Answer: Although, the mismanagement and wrong planning in PSUs may lead to misallocation and, consequently, to wastage of the scarce resources and finance but PSUs do have some positive and useful advantages.
- Enhancing Nation's Welfare: The main motive of the PSU was to provide goods and services that add to the welfare of the country as a whole. For example, schools, hospitals, electricity, etc. These services not only enhance welfare of country's population but also enhance the future prospects of economic growth and development.
- Long Gestation Projects: It was not feasible and economically viable for the private sectors to invest in the big and wide projects like basic industries and electricity, railways, roads, etc. This is because these projects need a very huge initial investment and have long gestation period. Hence, PSU is the most appropriate to invest in these projects.
- Basic Framework: An important ideology that was inherited in the initial five year plans was that the public sector should lay down the basic framework for industrialisation that would encourage the private sector at the latter stage of industrialisation.

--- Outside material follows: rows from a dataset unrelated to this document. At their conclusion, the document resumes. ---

PR #3208, opened 2024-03-05
Update SDK to use BCL constant instead of BCL45

dscpinheiro:
## Description
Updates the generator to use `BCL` as a constant instead of `BCL45`. I also had to update some hand-written code in `Core` and `S3`.

Note: I also left out the integration tests (e.g. `CSMTest` and `AWSSDK.IntegrationTests.APIGateway.NetFramework.csproj`); the changes will be similar but I didn't want to add >100 files to this already large PR.

## Testing
- Ran generator locally: `msbuild .\buildtools\build.proj /t:run-generator`
- Built solution for service that included hand-written code: `dotnet build -c Release .\sdk\src\Services\S3\S3.sln`

## License
- [X] I confirm that this pull request can be released under the Apache 2 license

PR #3210, opened 2024-03-06
Update remaining BCL45 constants

dscpinheiro:
## Description
Follow-up of #3208, updates the remaining places to use `BCL` instead of `BCL45`. Ended up with more modified files than expected (I had to move / delete some hand-written bcl folders), but I was able to compile the `AWSSDK.NetFramework.sln` solution (the one with all 300+ services):

build

## License


generator/ServiceClientGeneratorLib/GeneratorDriver.cs
```diff
@@ -1470,6 +1470,9 @@ public static void RemoveLegacyFiles(string sdkRootFolder)
             var legacyFolderNames = new HashSet<string>
             {
                 "_bcl35",
+                Utils.PathCombineAlt("Generated", "_bcl45"),
```
dscpinheiro, line 1473: Added these so that we also delete folders for the "test services" (e.g. https://github.com/aws/aws-sdk-net/tree/main/sdk/test/Services/PaginatorsTest/Generated/Model/_bcl45%2Bnetstandard)

sdk/test/UnitTests/AWSSDK.UnitTests.NetFramework.csproj
```diff
@@ -23,7 +23,7 @@
   <Choose>
     <When Condition=" '$(AWSKeyFile)' == '' ">
       <PropertyGroup>
-        <AssemblyOriginatorKeyFile>../../../awssdk.dll.snk</AssemblyOriginatorKeyFile>
```
dscpinheiro, line 26: This file keeps changing (the correct is the one on the right), but I found out why: In the generator, we have a hard-coded check for `net35` and `net45`: https://github.com/aws/aws-sdk-net/blob/fad56d05b452da7623071a1517378223ff38db27/generator/ServiceClientGeneratorLib/Generators/ProjectFiles/VS2017ProjectFile.tt#L133

I'll update that in a separate PR (we also have `namespace AWSSDK_DotNet35` and `namespace AWSSDK.UnitTests.Net45` hardcoded in a few places...)

sdk/AWSSDK.CoreAndCustomUnitTests.NetFramework.sln
```diff
@@ -48,6 +48,8 @@ Project("{9A19103F-16F7-4668-BE54-9A1E7A4F7556}") = "AWSSDK.CloudWatch.NetFramew
 EndProject
 Project("{9A19103F-16F7-4668-BE54-9A1E7A4F7556}") = "AWSSDK.SSO.NetFramework", "src\Services\SSO\AWSSDK.SSO.NetFramework.csproj", "{685155AC-D4AE-41ED-A76E-388D0F66D6F8}"
 EndProject
+Project("{9A19103F-16F7-4668-BE54-9A1E7A4F7556}") = "AWSSDK.KeyManagementService.NetFramework", "src\Services\KeyManagementService\AWSSDK.KeyManagementService.NetFramework.csproj", "{F0397317-53D7-4B42-8D15-9E02083BF5D3}"
```
dscpinheiro, line 51: This is the hand-written solution file. I forgot to include KMS at first.

normj (approved):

- Socialist Track: In the initial years after independence, Indian planners and thinkers were more inclined towards socialist pattern. It was justified on the rational ground that if the government controls the productive resources and production, then it won't mislead the country's economic growth. This was the basic rationale to set up PSUs. These PSUs produce goods not according to the price signals but according to the social needs and economic welfare growth of the country.
- Reduce Inequality of Income and Generate Employment Opportunities: It was assumed that in order to reduce inequalities of income, eradicate poverty and to raise the standard of living, government sector should invest in the economy via PSUs.
Q5: Explain how import substitution can protect domestic industry.
Answer: In the initial seven five-year plans, India opted for an import substitution strategy, which implies discouraging the imports of those goods that could be produced domestically. Import Substitution Strategy not only reduces an economy's dependence on the foreign goods but also provides impetus to the domestic firms. Government provides various financial encouragements, incentives, licenses to the domestic producers to produce domestically the import substituted goods. This would not only allow the domestic producers to sustain but also enables them to grow as they enjoy the protective environment. They need not to fear from any competition and also not to worry about their market share as license gives them the monopoly status in the domestic market. Being monopolist, they earn more profits and invest continuously in R&D and always look for new and innovative techniques. This gradually improves their competitiveness and when they are exposed to the international market they can survive and compete with their foreign counterparts.